To give a maybe helpful anecdote—I am a mechanical engineer (though I now work in AI governance), and in my experience that isnt true at least for R&D (e.g. a surgical robot) where you arent just iterating or working in a highly standardized field (aerospace, hvac, mass manufacturing etc). The “bottleneck” in that case is usually figuring out the requirements (e.g. which surgical tools to support? whats the motion range, design envelope for interferences). If those are wrong, the best design will still be wrong.
In more standardized engineering fields the requirements (and user needs) are much better known, so perhaps the bottleneck now becomes a bunch of small things rather than one big thing.
Importantly, this is an example of developing a specific application (surgical robot) rather than advancing the overall field (robots in general). It’s unclear whether the analogy to an individual application or an overall field is more appropriate for AI safety.

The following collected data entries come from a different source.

PR #705, opened 2022-07-02
Add Puzzle.SupportEmailAlias to GetMailInfo

tabascq:
For easier puzzle support by...me! (and others of course lol)

### DIFF
--- a/ServerCore/Pages/PuzzleApiController.cs
+++ b/ServerCore/Pages/PuzzleApiController.cs
@@ -91,6 +91,7 @@ namespace ServerCore.Pages
             MailInfo mailInfo = new MailInfo();
 
             mailInfo.PuzzleName = puzzle.Name;
+            mailInfo.PuzzleSupportAlias = puzzle.SupportEmailAlias ?? currentEvent.ContactEmail ?? "puzzhunt@microsoft.com";
             mailInfo.TeamName = team.Name;
 
             // replace commas with semicolons for better email support
@@ -121,6 +122,7 @@ namespace ServerCore.Pages
     public class MailInfo
     {
         public string PuzzleName { get; set; }
+        public string PuzzleSupportAlias { get; set; }
         public string TeamName { get; set; }
         public string TeamContactEmail { get; set; }
     }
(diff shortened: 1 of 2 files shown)


ServerCore/Pages/PuzzleApiController.cs
```diff
@@ -91,6 +91,7 @@ public async Task<ActionResult<MailInfo>> GetMailInfoAsync(string eventId, int p
             MailInfo mailInfo = new MailInfo();
 
             mailInfo.PuzzleName = puzzle.Name;
+            mailInfo.PuzzleSupportAlias = puzzle.SupportEmailAlias ?? currentEvent.ContactEmail ?? "puzzhunt@microsoft.com";
```
morganbr, line 94: Are we switching from all mail going to puzzhunt to sending it to atuhors?

tabascq: It's a per-puzzle choice. We did this last year for puzzles supported by people who couldn't get into the puzzhunt account, and in the Discord you can see a discussion about doing it this year as well. This code mirrors line 18 of Submissions/Index.cshtml, so that the new in-puzzle link will work the same as the website-based link.

jbodner09: And also, I see you've got puzzhunt in the support list for your puzzles, so it'll go there anyway because of that.

tabascq: Yes, but that's just our Puzzleday convention. In module-based events, for example, the authors would not put puzzhunt in the list. I know that help.js is PD2022-specific at this point, but this change allows any other event to build a similar experience if they wish.

morganbr: What do we want for puzzleday? To: author; puzzhunt? Just the author seems dangerous

tabascq: The convention we are using is to put puzzhunt as well as the author (if external) as well as anyone who is supporting the author (if external). But that is a policy issue that has nothing to do with the code change...

morganbr (approved):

Good point. Thinking of robotics overall, it’s much more of a bunch of small stuff than one big thing. Though it depends how far you “zoom out” I guess. Technically Linear Algebra itself, or the Jacobian, is an essential element of robotics. But could also zoom in on a different aspect and then say that “zero backlash gearboxes” (where Harmonic Drive is notable as it’s much more compact and accurate than prev versions—but perhaps a still small effect in the big picture) are the main element. Or PID control, or high resolution encoders.
I’m not quite sure how to think of how these all fit together to form “robotics” and whether they are small elements of a larger thing, or large breakthroughs stacked over the course of many years (where they might appear small at that zoomed out level).
I think that if we take a snapshot in a specific time (e.g. 5 years) in robotics, there will often be one or very few large bottlenecks that are holding it back. Right now it is mostly ML/vision and batteries. 10-15 years ago, maybe it was the CPU real time processing latency or the motor power density. A bit earlier it might be gearbox. These things were fairly major bottlenecks until they got good enough that it switches to a minor revision/iteration regime (nowadays there’s not much left to improve on gearboxes e.g., except for maybe in very specific use cases)
Or, as Orwell would prefer, “typically interact trivially”.